Work item: In the listing that follows, copy out each line that includes the word "qualified".

[[ Material supplied, beginning ]]

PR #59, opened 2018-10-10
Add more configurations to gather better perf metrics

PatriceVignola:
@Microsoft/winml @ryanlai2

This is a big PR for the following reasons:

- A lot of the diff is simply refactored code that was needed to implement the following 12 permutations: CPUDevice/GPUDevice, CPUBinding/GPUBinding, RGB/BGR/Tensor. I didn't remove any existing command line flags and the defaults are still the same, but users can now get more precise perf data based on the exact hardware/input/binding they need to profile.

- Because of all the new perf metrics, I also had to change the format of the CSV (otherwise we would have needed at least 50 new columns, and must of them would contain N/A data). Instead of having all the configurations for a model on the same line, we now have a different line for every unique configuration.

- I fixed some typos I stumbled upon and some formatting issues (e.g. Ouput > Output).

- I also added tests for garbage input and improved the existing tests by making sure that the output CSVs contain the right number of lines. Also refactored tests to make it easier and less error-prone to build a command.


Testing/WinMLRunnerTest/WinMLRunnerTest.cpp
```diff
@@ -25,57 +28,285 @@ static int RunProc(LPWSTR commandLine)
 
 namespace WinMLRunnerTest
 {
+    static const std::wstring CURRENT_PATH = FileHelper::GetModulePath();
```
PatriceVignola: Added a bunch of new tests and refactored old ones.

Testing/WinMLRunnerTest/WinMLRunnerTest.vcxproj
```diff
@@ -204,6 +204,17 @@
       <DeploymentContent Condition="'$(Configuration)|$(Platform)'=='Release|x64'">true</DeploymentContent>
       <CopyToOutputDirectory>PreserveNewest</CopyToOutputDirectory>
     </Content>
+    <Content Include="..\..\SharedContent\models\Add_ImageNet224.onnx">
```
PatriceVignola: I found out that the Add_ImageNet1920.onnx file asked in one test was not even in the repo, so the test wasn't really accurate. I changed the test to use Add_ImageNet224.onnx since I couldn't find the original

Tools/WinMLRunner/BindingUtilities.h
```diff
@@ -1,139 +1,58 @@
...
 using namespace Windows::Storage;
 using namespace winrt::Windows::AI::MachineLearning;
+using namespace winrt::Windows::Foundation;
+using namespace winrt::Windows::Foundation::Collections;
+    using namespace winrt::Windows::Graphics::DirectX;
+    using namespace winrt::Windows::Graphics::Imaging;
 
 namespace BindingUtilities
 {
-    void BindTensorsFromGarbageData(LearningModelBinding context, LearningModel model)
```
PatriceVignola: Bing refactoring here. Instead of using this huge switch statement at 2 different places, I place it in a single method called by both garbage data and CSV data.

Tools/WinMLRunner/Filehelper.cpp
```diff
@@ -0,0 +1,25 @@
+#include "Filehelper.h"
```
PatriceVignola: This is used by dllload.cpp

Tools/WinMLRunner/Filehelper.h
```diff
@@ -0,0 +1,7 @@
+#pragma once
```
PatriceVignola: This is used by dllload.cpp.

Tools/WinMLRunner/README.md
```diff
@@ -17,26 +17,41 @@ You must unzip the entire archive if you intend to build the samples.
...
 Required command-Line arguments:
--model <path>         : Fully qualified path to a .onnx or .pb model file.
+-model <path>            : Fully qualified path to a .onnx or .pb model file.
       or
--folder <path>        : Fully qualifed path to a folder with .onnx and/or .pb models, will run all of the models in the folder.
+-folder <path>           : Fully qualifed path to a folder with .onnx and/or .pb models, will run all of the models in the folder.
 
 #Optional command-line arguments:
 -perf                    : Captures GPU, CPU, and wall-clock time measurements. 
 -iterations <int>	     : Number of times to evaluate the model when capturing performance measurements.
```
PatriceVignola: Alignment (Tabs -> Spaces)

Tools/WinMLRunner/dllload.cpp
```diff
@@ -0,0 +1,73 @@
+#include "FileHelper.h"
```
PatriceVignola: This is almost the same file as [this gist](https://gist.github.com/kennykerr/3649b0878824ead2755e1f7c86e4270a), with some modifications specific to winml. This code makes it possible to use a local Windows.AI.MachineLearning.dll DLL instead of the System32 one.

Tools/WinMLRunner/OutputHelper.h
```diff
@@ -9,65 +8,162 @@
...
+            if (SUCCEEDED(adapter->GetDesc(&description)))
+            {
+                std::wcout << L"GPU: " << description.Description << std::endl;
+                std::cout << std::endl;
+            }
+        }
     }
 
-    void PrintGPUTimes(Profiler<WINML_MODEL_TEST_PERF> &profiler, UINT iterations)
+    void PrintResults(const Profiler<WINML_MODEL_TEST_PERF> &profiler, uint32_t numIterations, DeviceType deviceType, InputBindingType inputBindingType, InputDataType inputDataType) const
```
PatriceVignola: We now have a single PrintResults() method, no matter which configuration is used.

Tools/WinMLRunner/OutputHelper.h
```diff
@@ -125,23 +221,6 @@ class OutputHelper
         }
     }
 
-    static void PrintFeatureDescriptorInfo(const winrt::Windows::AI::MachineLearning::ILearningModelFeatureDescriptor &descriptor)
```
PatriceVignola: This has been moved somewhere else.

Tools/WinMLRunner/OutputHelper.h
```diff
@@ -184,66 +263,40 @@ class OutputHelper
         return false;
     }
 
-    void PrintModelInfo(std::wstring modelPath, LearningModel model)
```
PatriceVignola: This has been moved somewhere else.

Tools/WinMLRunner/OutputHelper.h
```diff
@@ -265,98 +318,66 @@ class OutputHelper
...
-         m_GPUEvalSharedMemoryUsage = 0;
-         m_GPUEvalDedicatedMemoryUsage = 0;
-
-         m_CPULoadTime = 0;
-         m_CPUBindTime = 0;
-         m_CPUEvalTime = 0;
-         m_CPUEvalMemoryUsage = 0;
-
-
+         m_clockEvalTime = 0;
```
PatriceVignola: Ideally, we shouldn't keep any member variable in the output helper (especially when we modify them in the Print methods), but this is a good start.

[[ Material supplied, end ]]

Written response:
--model <path>         : Fully qualified path to a .onnx or .pb model file.
+-model <path>            : Fully qualified path to a .onnx or .pb model file.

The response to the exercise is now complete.